» Extracted data entries

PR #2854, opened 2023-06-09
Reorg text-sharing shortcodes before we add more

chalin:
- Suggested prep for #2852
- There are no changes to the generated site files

» EXERCISE
Your job is to restate all of the data word for word.

» ANSWER BOX
PR #2854, opened 2023-06-09
Reorg text-sharing shortcodes before we add more

chalin:
- Suggested prep for #2852
- There are no changes to the generated site files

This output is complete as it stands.